Tuesday, May 13, 2008

Sent

I received this in an e-mail from a dear friend about a week ago and it spoke to the depths of my soul.

Sent
by John Fischer

Sometimes I act as if I'm just muddling through life. I'm lucky if I make it through a day. People ask me how I'm doing and I hear myself say -- even to fellow Christians -- "Oh, I'm hanging in there, just barely." Then I remember Christ praying to the Father: "As you sent me into the world, I am sending them into the world," and I have to ask myself: Do I sound like someone who has been "sent?"

If I have been sent, then I am on a mission, and if I am on a mission, how can I just be muddling through life? Somehow I don't think muddling is in my mission statement.

I'm thinking of Paul in 2 Corinthians 2:14-17 where he says that he is always being lead in a public display and is manifesting, wherever he goes, something real about the nature of his faith in Christ, and it is always having an effect on people, and I realize God can accomplish this mission in spite of what is currently happening in my life. Paul even makes this statement right after he has confessed his anxiety over plans not going as expected (verses 12-13). Even then, he could still say he was being lead on a mission.

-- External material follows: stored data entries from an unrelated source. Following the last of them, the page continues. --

Issue #1613, opened 2022-04-28
Improve PIN modal


0xApotheosis:
### Overview

There are a number of quirks with the PIN modal that we can improve.

![165401810-5e4d9cad-408c-4804-975a-8fbfa2befae6](https://user-images.githubusercontent.com/97164662/165669570-46f1ca3c-c716-424e-8419-b532fa9cbaa7.png)

### References and additional details

From @mrnerdhair:

1. This screen should focus the entry field to allow the PIN to be entered using only the numpad keys, which map to the KK's on-screen PIN layout.
1. Pressing the "Enter" key should have the same effect as pressing the confirm key.
1. Confirming the new PIN on the first screen and loading the second one briefly flashes "Unlock" instead of "Save PIN" on the button
1. If you exit after the first PIN screen, restarting the flow will hang unless you replug your device.
1. Pressing "Confirm" without any numbers entered greys out the button and prevents further progress. The PIN screen is also still displayed on device even after pressing the back button, breaking the previous flows. (Setting a PIN is technically optional during initialization, so trying a blank one could be a valid choice. Still, with my security hat on I'm happy to hide that from users. If we're going to do that, though, we should disable the button if it's blank.)

### Acceptance Criteria

All of the above improvements are implemented.

pastaghost:
@GMSteuart No, this will require a KeepKey to replicate. As of today, this issue along with #1610 and #1607 have been assigned to @brymut via DeWork.

fiyanrendiant:
`PASSWORD`

0xApotheosis:
> `PASSWORD`

Sir?

fiyanrendiant:
Yes

Pada tanggal Kam, 25 Agu 2022 16.31, Apotheosis ***@***.***>
menulis:

fiyanrendiant:
Thank you!

Pada tanggal Sen, 12 Sep 2022 14.16, Apotheosis ***@***.***>
menulis:

PR #2589, opened 2022-08-29
feat: move KeepKey's pin changing behavior to the wallet menu

### LINKED ISSUE #1414: Move KeepKey PIN entry when changing device PIN to settings menu
We initially bootstrapped the existing PIN entry modals, but when changing the PIN via the menu the entry should happen inside the menu itself.

UI: https://www.sketch.com/s/5e6ddd00-6f97-47f5-8daa-6e20a967f4b0/p/7E2E52BC-86BF-42B9-AC2E-8864E8D32111
Spec: https://shapeshift.notion.site/KeepKey-Settings-86cce69e059346c0b14aa0547703465a

NeOMakinG:
## Description
- Moved the `Pin` logic and markup to a reusable component and added some props needed to customize it for the menu
- Fixed a bug crashing the app inside error handling of the new pin action
- Added a new wallet state `isUpdatingPin` in order to prevent the regular modal to open when the reset pin action is launched from the menu
- Added a new wallet state `isLoading` so we can force a loading state when the device is loading for example
- I used polling to handle the passphrase sent event response, because the KeepKey is silent on success, see code comments for more information!

⚠️ There is a keepkey bug when cancelling / going back to previous route, the `cancel` method from hdwallet makes the keepkey crazy, I guess this is a firmware issue and will be fixed with https://github.com/shapeshift/web/issues/1613

## Notice

## Pull Request Type

## Issue (if applicable)

closes #1414

## Risk

- The reset pin feature could be broken or buggy
- The enter pin feature could be broken or buggy in case I did an error while moving to a reusable component

## Testing

- Connect your keepkey
- Open the wallet menu on the top-right and try to reset the pin of the keepkey
- Complete the whole pin reset process, everything should work as expected until the end
- Try to also cancel, go back to the previous menu screen
- You'll have more information in the issue, mockups and as a video in the screenshots part

### Engineering

- Connect your keepkey
- Open the wallet menu on the top-right and try to reset the pin of the keepkey
- Complete the whole pin reset process, everything should work as expected until the end
- Try to also cancel, go back to the previous menu screen
- You'll have more information in the issue, mockups and as a video in the screenshots part

### Operations

- Connect your keepkey
- Open the wallet menu on the top-right and try to reset the pin of the keepkey
- Complete the whole pin reset process, everything should work as expected until the end
- Try to also cancel, go back to the previous menu screen
- You'll have more information in the issue, mockups and as a video in the screenshots part

https://www.awesomescreenshot.com/video/11006360?key=80a2f395eaa20c19c602b2d95329e46f


src/context/WalletProvider/KeepKey/hooks/useKeepKeyEventHandler.ts
```diff
@@ -114,6 +122,10 @@ export const useKeepKeyEventHandler = (
         case MessageType.PINMATRIXACK:
           if (modal) dispatch({ type: WalletActions.SET_WALLET_MODAL, payload: false })
           break
+        // A bit tricky but if we receive this event, the device is obviously not waiting for interaction
```
0xApotheosis, line 125: This assertion is not true. We can absolutely receive a `ETHEREUMGETADDRESS` whilst waiting for a device interaction. 

Indeed, this seems to be causing a bug where the UI will think it's no longer awaiting a device interaction whilst the KeepKey is awaiting for PIN change confirmation.

0xApotheosis (changes requested):
I haven't yet done a deep review of the implementation, but I've noticed a few things on first pass:

1. Setting `awaitingDeviceInteraction` to `false` on `ETHEREUMGETADDRESS` events is causing bugs. The assertion that it means we aren't waiting for a device interaction is not true.
2. We should add a loading state to the UI once whilst we are verifying the PIN, before we start the new PIN entry process. At the moment it just hangs. We'll likely want to stay in a loading state until we get a `PIN_REQUEST` event back from the KeepKey. 
3. The state does not get reset correctly when going back/cancelling a PIN change request whilst entering a new PIN. It leaves the device/app in a broken state
4. The PIN entry UI is a bit rough, and should probably match the aesthetic of the existing PIN entry modal (dots on buttons-like elements, rather than just dots).

KeepKey is a tricky beast. We need to be really careful that we (a) always send cancel events to the KeepKey whenever the user backs out of something (intentionally, or not), and (b) ensure that the `DeviceState` stays in sync with the UI (this one is particularly tricky, as if we miss a salient event we get out of sync).

NeOMakinG:
@0xApotheosis 

As we discussed, I addressed all your feedback and finally used polling to handle the keepkey passphrase response event.

Unfortunately, I can't fix the cancel problem, it already exists in the current reset pin implementation and is probably a firmware thing that you already added to another issue (see the description of the PR).

Thanks for the great feedbacks and tests 👍

src/components/Layout/Header/NavBar/KeepKey/ChangePin.tsx
```diff
@@ -1,50 +1,139 @@
...
+    dispatch,
     state: {
-      deviceState: { awaitingDeviceInteraction },
+      keepKeyPinRequestType,
+      deviceState: { awaitingDeviceInteraction, isUpdatingPin, isLoading },
     },
+    setDeviceState,
   } = useWallet()
   const toast = useToast()
+  const pinButtonsBackground = useColorModeValue('gray.200', 'gray.600')
```
0xApotheosis, line 37:
```suggestion
  const pinButtonBackground = useColorModeValue('gray.200', 'gray.600')
```

src/components/Layout/Header/NavBar/KeepKey/ChangePin.tsx
```diff
@@ -1,50 +1,139 @@
...
+  const pinButtonsBackgroundHover = useColorModeValue('gray.100', 'gray.500')
```
0xApotheosis, line 38:
```suggestion
  const pinButtonBackgroundHover = useColorModeValue('gray.100', 'gray.500')
```

src/components/Layout/Header/NavBar/KeepKey/ChangePin.tsx
```diff
@@ -1,50 +1,139 @@
...
-        description: e?.message ?? translate('common.somethingWentWrong'),
+        description: e?.message?.message ?? translate('common.somethingWentWrong'),
         status: 'error',
         isClosable: true,
       })
     })
 
+    setDeviceState({
+      isUpdatingPin: false,
+    })
```
0xApotheosis, line 98: For correctness, this should be in a `finally` block of `changePin()`.

src/components/Layout/Header/NavBar/KeepKey/ChangePin.tsx
```diff
@@ -1,50 +1,139 @@
...
+      fnLogger.error(e, 'Error cancelling new PIN...')
+      toast({
+        title: translate('common.error'),
+        description: e?.message?.message ?? translate('common.somethingWentWrong'),
+        status: 'error',
+        isClosable: true,
+      })
+    })
+
+    setDeviceState({
```
0xApotheosis, line 64: For correctness, this should be in the `finally` block of `cancel()`.

src/components/Layout/Header/NavBar/KeepKey/ChangePin.tsx
```diff
@@ -1,50 +1,139 @@
...
 
+    setDeviceState({
+      isUpdatingPin: false,
+    })
+
     fnLogger.trace('PIN Changed')
   }
   const setting = 'PIN'
 
+  const shouldDisplayPinView = isUpdatingPin && !awaitingDeviceInteraction
```
0xApotheosis, line 104: Slight naming improvement for clarity.

```suggestion
  const shouldDisplayEntryPinView = isUpdatingPin && !awaitingDeviceInteraction
```

src/components/Layout/Header/NavBar/KeepKey/ChangePin.tsx
```diff
@@ -1,50 +1,139 @@
...
+
   const renderPinState: JSX.Element = (() => {
```
0xApotheosis, line 106: I don't know what I was thinking when I named this initially, but because it's an IIFE, it's rendered statically, and so should actually be `renderedPinState`.

```suggestion
  const renderedPinState: JSX.Element = (() => {
```

src/context/WalletProvider/KeepKey/KeepKeyTypes.ts
```diff
@@ -93,6 +93,8 @@ export enum MessageType {
   RESETDEVICE = 14,
   SIGNTX = 15,
   FEATURES = 17,
+  PINREQUEST = 'PIN_REQUEST',
+  PINCHANGED = 'PIN changed',
```
0xApotheosis, line 97: These are _messages_, not _message types_. We need to either use the numerical code with these message types, or put these into a new `Message` enum and use that.

The former is preferred.

src/components/Layout/Header/NavBar/KeepKey/ChangePin.tsx
```diff
@@ -1,50 +1,139 @@
...
+
+    setDeviceState({
+      isUpdatingPin: false,
+    })
+  }
+
+  const handleHeaderBackClick = async () => {
+    await handleCancel()
+
+    handleBackClick()
```
0xApotheosis, line 72: We're missing an `await`.

```suggestion
    await handleBackClick()
```

src/components/Layout/Header/NavBar/SubmenuHeader.tsx
```diff
@@ -8,9 +8,10 @@ type ExpandedMenuItemProps = {
   title?: string
   description?: string
   alert?: string
+  onBackClick?: () => void
 }
 
-export const SubmenuHeader = ({ title, description }: ExpandedMenuItemProps) => {
+export const SubmenuHeader = ({ title, description, onBackClick }: ExpandedMenuItemProps) => {
   const { handleBackClick } = useMenuRoutes()
```
0xApotheosis, line 15: Now that we effectively have two `handleBackClick`s, rename this one to `handleBackClickDefault` on destructure.

```suggestion
  const { handleBackClick: handleBackClickDefault } = useMenuRoutes()
```

src/components/Layout/Header/NavBar/SubmenuHeader.tsx
```diff
@@ -8,9 +8,10 @@ type ExpandedMenuItemProps = {
   title?: string
   description?: string
   alert?: string
+  onBackClick?: () => void
 }
 
-export const SubmenuHeader = ({ title, description }: ExpandedMenuItemProps) => {
+export const SubmenuHeader = ({ title, description, onBackClick }: ExpandedMenuItemProps) => {
```
0xApotheosis, line 14:
```suggestion
export const SubmenuHeader = ({ title, description, onBackClick: handleBackClick }: ExpandedMenuItemProps) => {
```

src/components/Layout/Header/NavBar/SubmenuHeader.tsx
```diff
@@ -21,7 +22,7 @@ export const SubmenuHeader = ({ title, description }: ExpandedMenuItemProps) =>
         <IconButton
           isRound
           size='sm'
-          onClick={handleBackClick}
+          onClick={onBackClick ?? handleBackClick}
```
0xApotheosis, line 25: Once the above changes are made:

```suggestion
          onClick={handleBackClick ?? handleBackClickDefault}
```

src/context/WalletProvider/KeepKey/hooks/useKeepKeyEventHandler.ts
```diff
@@ -91,17 +99,47 @@ export const useKeepKeyEventHandler = (
         // ACK just means we sent it, doesn't mean it was successful
         case MessageType.PASSPHRASEACK:
           if (modal) dispatch({ type: WalletActions.SET_WALLET_MODAL, payload: false })
+
+          // KeepKey doesn't send a successfull response on passphrase sent request
+          // So, we need to poll to keep the DeviceState synced
+          poll({
```
0xApotheosis, line 105: This is quite the hack, but it works, and seems safe 👌

src/context/WalletProvider/WalletProvider.tsx
```diff
@@ -279,6 +290,16 @@ const reducer = (state: InitialState, action: ActionTypes) => {
...
+    case WalletActions.RESET_LAST_DEVICE_INTERACTION_STATE: {
+      const { deviceState } = state
+      return {
+        ...state,
+        deviceState: {
+          ...deviceState,
+          lastDeviceInteractionStatus: undefined,
+        },
+      }
+    }
```
0xApotheosis, line 302: Do we really need this?

Can't we just use `SET_DEVICE_STATE` with a payload of `{ lastDeviceInteractionStatus: undefined }`?

src/context/WalletProvider/WalletProvider.tsx
```diff
@@ -68,6 +68,8 @@ export type DeviceState = {
   recoveryEntropy: Entropy
   recoveryCharacterIndex: number | undefined
   recoveryWordIndex: number | undefined
+  isUpdatingPin: boolean | undefined
+  isLoading: boolean | undefined
```
0xApotheosis, line 72: What does this represent? It feels closer to a property of the UI than the device.

src/context/WalletProvider/KeepKey/components/PinModal.tsx
```diff
@@ -0,0 +1,35 @@
...
+    }
+  })()
+
+  return (
+    <>
+      <ModalHeader>
+        <Text translation={`walletProvider.keepKey.${translationType}.header`} />
+      </ModalHeader>
+      <ModalBody>
+        <KeepKeyPin translationType={translationType} />
```
0xApotheosis, line 31: This is a nice decoupling of concerns, nice.

src/context/WalletProvider/actions.ts
```diff
@@ -16,13 +16,15 @@ export enum WalletActions {
   SET_IS_LOCKED = 'SET_IS_LOCKED',
   SET_WALLET_MODAL = 'SET_WALLET_MODAL',
   RESET_STATE = 'RESET_STATE',
+  RESET_LAST_DEVICE_INTERACTION_STATE = 'RESET_LAST_DEVICE_INTERACTION_STATE',
```
0xApotheosis, line 19: See comment above, I'm not convinced we need this.

0xApotheosis (changes requested):
Looking much better this pass @NeOMakinG.

I've reviewed in depth this time around, and added some commentary on architecture.

Loading states are looking good, though we could still use one between setting a new pin, and confirming it - at the moment there is a flash as the old component disappears, and the new one loads.

src/context/WalletProvider/WalletProvider.tsx
NeOMakinG: You can't, because `SET_DEVICE_STATE` use the current state value as default value in case the state is not provided in the payload, it permits to avoid to add every states when you use it

If you do this: `setDeviceState({ lastDeviceInteractionStatus: undefined })`, it will keep the current value of `lastDeviceInteractionStatus` which could be `true`, `false`, `anything else`...

src/context/WalletProvider/WalletProvider.tsx
NeOMakinG: The KeepKey isn't telling the application that it's currently loading, so it should probably be used carefully but this is a state that I added in order to tell the UI that the keepkey is loading at this time

When you enter the new pin, for example, the keepkey enter a loading state, the UI needs to know it in order to inform the user that it's currently loading...

src/context/WalletProvider/WalletProvider.tsx
0xApotheosis: Right you are, `SET_DEVICE_STATE` doesn't currently support explicitly setting `undefined` values, which is a design flaw.

This is not a concern for this PR, but something we should fix.

I added a TODO in https://github.com/shapeshift/web/pull/2589/commits/3e90f5ca2601ab71c136907bbcaa68664f141106

0xApotheosis (approved):
Solid PR @NeOMakinG 👌 

Approving with the note that there are still some strange behaviours when cancelling an action, but it's outside the scope of this PR.

This works well with https://github.com/shapeshift/web/pull/2689, too, with keyboard entry and "enter" event support.

🍰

That means nothing can stop us because nothing can stop God's work in our lives. It would be great today if when people ask how I am, I could say, even if it's just to myself, "I'm on a mission," because I am. I'm on a mission to love God today with all my heart, and let that love reflect in all I do. I'm on a mission to love those closest to me -- to be ruled by care and compassion. I'm on a mission to tell my story to anyone who wants to hear it. I'm on a mission to manifest the fragrance of the knowledge of Christ wherever I go. All this can happen regardless of the circumstances in my life. I don't get to muddle through anything.

In the movie "Saving Private Ryan," a platoon of men in World War II are on a mission to find Private Ryan and bring him home. Sometimes they struggle with their mission. Some of them almost abandon it, but as long as they are moving with the mission of the group, they are all in on it. They were sent.

How about you today? Have you been sent? Then you aren't just hanging in there; you are on a mission. Be aware of it today, and look for what God has for you, because you were sent.

Sent. Lately, I haven't felt sent. I've felt like I have been muddling through life, and on some days, barely hanging in there. But I love what Fischer says about meing on a mission to love God with all my heart and to let that love reflect through all I do, and to be on a mission to tell my story to anyone who wants to hear it, knowing that God's goodness and glory can be revealed through it.

Fischer's words were a wake up call to me as I remember that these current circumstances are part of something much, much bigger, and it's a tool of the enemy to have me take my eyes of God and on the desperation of my circumstances. It's then that you drown... much like Peter when he stepped out of the boat when he took his eyes off Jesus... not because of what the circumstances are, but because of your (and my) perspective.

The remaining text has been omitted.